Almost fifty years ago, during the same autumn JFK won the presidency, 
John Hersey came out with "The Child Buyer," a novel written in the form 
of a hearing before a state senate committee. "Excuse me, Mrs., but I 
wonder if you know what's at stake in this situation," a senator says to 
the mother of a ten-year-old genius being sought for purchase by the 
United Lymphomilloid corporation. "You realize the national defense is 
involved here."

"This is my boy," the mom replies. "This is my beautiful boy they want 
to take away from me."

A vice president of United Lymphomilloid, "in charge of materials 
procurement," testifies that "my duties have an extremely high 
national-defense rating." He adds: "When a commodity that you need falls 
in short supply, you have to get out and hustle. I buy brains. About 
eighteen months ago my company, United Lymphomilloid of America, 
Incorporated, was faced with an extremely difficult problem, a project, 
a long-range government contract, fifty years, highly specialized and 
top secret, and we needed some of the best minds in the country..."

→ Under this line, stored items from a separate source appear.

PR #146, opened 2017-03-26
list_monitor: only update_list() when file is actually written to

thassan:
this fixes the issue where magisk log gets flooded (over time) with messages about list being updated when its not


thassan:
for some reason for me with kernel 4.3.113 update_list() was called spuriously, causing flooding of the log over time. not sure if inotify blocks for a limited time period.

Issue #99, opened 2017-02-28
Magisk 11.1 SafetyNet not passed


Artrix:
I have Xiaomi Mi5 with miui 8.1.4.0, on Magisk v9 all work and safetynet is passed, on Magisk 11.1 cts profile mismatch. And app allegro (app for shopping) see root, app is added to hide in Magisk. 

Log from app: http://pastebin.com/C16H9H3K

amarpreetosahan:
I confirmed that issue

andrewleech:
I've been investigating this issue and discussing some workarounds here:
https://forum.xda-developers.com/mi-5/how-to/mi-5-passing-safetynet-unlocked-t3557845/post71119896#post71119896

Basically for any MIUI based roms I've tested safetynet passes with magisk v9 and phh-superuser-magisk-r266-2 as long as your build fingerprint matches a cts passing (stable) version (I've got a magisk module which will set this for you). I've done this on a few roms developer and a number of realeases of xiaomi.eu roms.

magisk v11.1 release and beta v12 fail both cts and basic integrity. 

I've got twrp recovery install log and logcat's of running magisk manager safetynet check attached here for both v9 and v12beta
the v12beta logcat also includes trying to run safetynet helper as well.

Before each test the boot image was reflashed in twrp to the original image for my rom.

My module to set props relating to safetnet passing, this was installed and enabled for all tests below:
[magisk-safetynet-props.zip](https://github.com/topjohnwu/Magisk/files/846225/magisk-safetynet-props.zip)

v9 testing
[recovery_v9_phh_install.txt](https://github.com/topjohnwu/Magisk/files/846229/recovery_v9_phh_install.txt)
[logcat_v9_safetynet_check.txt](https://github.com/topjohnwu/Magisk/files/846226/logcat_v9_safetynet_check.txt)
[magisk_error_log_v9.txt](https://github.com/topjohnwu/Magisk/files/846231/magisk_error_log_v9.txt)

v12 beta testing
[recovery_v12_170312_install.txt](https://github.com/topjohnwu/Magisk/files/846232/recovery_v12_170312_install.txt)
[logcat_v12_safetynet_check.txt](https://github.com/topjohnwu/Magisk/files/846233/logcat_v12_safetynet_check.txt)
[magisk_error_v12.txt](https://github.com/topjohnwu/Magisk/files/846234/magisk_error_v12.txt)

I'd be happy to help further in diagnosing the regression in v11 / v12
Cheers.

PR #149, opened 2017-03-28
Update magiskhide enable script to run daemon in su subshell

andrewleech:
I'm using magisk / magisk hide on a xiaomi Mi5 miui based rom. 

It hasn't worked properly for me since v9 + phh however, as discussed in https://github.com/topjohnwu/Magisk/issues/99#issuecomment-286910905

This issue report however got me on a track to fixing it: https://github.com/topjohnwu/MagiskManager/issues/112

Running the magiskhide enable script from adb su shell worked fine with recent releases!

Interestingly when enable is run through magisk manager, the magiskhide daemon appears as such in ps:
```
gemini:/ # ps | grep magiskhide
root      7815  1     10536  600   hrtimer_na 7f94df30a0 S /magisk/.core/bin/magiskhide
root      7816  7815  7456   372    pipe_wait 7f94df31a8 S /magisk/.core/bin/magiskhide
```

but when run from adb su shell it shows up as: 
```
root      7976  1     10536  528    pipe_wait 7f798ce1a8 S /magisk/.core/bin/magiskhide
root      7977  7976  7456   372    pipe_wait 7f798ce1a8 S /magisk/.core/bin/magiskhide
```
the WCHAN column always shows the parent process stuck waiting at a different point in the kernel.
Not sure if this is a permissions thing related to starting from an app rather than shell (even with su) related to https://doridori.github.io/Android-Security-welcome-to-shell/#sthash.LS0yvVWX.dpbs ?

regardless of the reason, the attached change appears to completely fix it on my device; just simply running magisk daemon within a separate su process 

The manager app is certainly already running the enable/disable under su, the fact that the disable script still works means it has permission to kill the daemon, but there's clearly something different about running it inside a separate su shell because it works every time for me.

Not understanding the root cause, I don't know if this is the "correct" way to fix the issue, but at least it's simple.

### DIFF
--- a/zip_static/common/magiskhide/enable
+++ b/zip_static/common/magiskhide/enable
@@ -72,4 +72,4 @@ while read PROCESS; do
 done < $MODDIR/hidelist
 
 log_print "Starting MagiskHide daemon"
-$BINPATH/magiskhide --daemon
+su -c $BINPATH/magiskhide --daemon


chhapil:
thanks for the fix, i'll try this at my end. Does this fix has issue Magisk Manager detecting the root?

chhapil:
Magisk Manager has issue detecting root with this fix, it doesnt detect device as rooted

pi-anl:
I didn't have any issue with Magisk Manager detection root, it always showed root green for me... until I just switched back to Magisk Manager and it was showing no root. 
I killed Magisk Manager and started it again (no reboot, just restart app) and it's all green again.
I think that's a completely different issue, I've seen this in the past and I wouldn't expect this change to affect it. This is only run at startup and when you toggle the magisk hide enabled setting.

For me, without this fix, magisk hide will not work (even though it says it's enabled). 
safetynet will not pass without the fix and root is never hidden.
It doesn't directly have anything to do with root.

andrewleech:
I didn't have any issue with Magisk Manager detection root, it always showed root green for me... until I just switched back to Magisk Manager and it was showing no root.
I killed Magisk Manager and started it again (no reboot, just restart app) and it's all green again.
I think that's a completely different issue, I've seen this in the past and I wouldn't expect this change to affect it. This is only run at startup and when you toggle the magisk hide enabled setting.

For me, without this fix, magisk hide will not work (even though it says it's enabled).
safetynet will not pass without the fix and root is never hidden.
It doesn't directly have anything to do with root.

chhapil:
thanks for your comments, working well at my end as well! 
Cheers!
Magisk Manager detects root and hide also working

chhapil:
MagiskManager works well after first boot after flashing but after subsequent reboots it does not recognise root.

andrewleech:
Again, I think you're talking about a completely different issue.
It works perfectly for me (over many reboots) and always shows root. 

Have you looked at the changes for this pull request? 
I doubt there's any way what I'm doing could affect the detection of root. 

Perhaps you should open a new issue report.

andrewleech:
Thanks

Soon, most of the lawmakers on the committee are impressed with the 
importance of the proposed purchase for the nation. So there's some 
<http://www.amazon.com/exec/obidos/ASIN/0977825345/counterpunchmaga>consternation 
when the child buyer reports that he finally laid his proposition 
"squarely on the table" -- and the boy's answer was no.

Senator Skypack exclaims: "What the devil, couldn't you go over his head 
and just buy him?"

"The Child Buyer" is a clever send-up, with humor far from lighthearted. 
Fifteen years after Hersey did firsthand research for his book 
"Hiroshima," the Cold War had America by the throat. The child buyer 
(whose name, as if anticipating a Bob Dylan song not to be written for 
several more years, is Mr. Jones) tells the senate panel that his quest 
is urgent, despite the fifty-year duration of the project. "As you know, 
we live in a cutthroat world," he says. "What appears as sweetness and 
light in your common television commercial of a consumer product often 
masks a background of ruthless competitive infighting. The gift-wrapped 
brickbat. Polite legal belly-slitting. Banditry dressed in a tux. The 
more so with projects like ours. A prospect of perfectly enormous 
profits is involved here. We don't intend to lose out."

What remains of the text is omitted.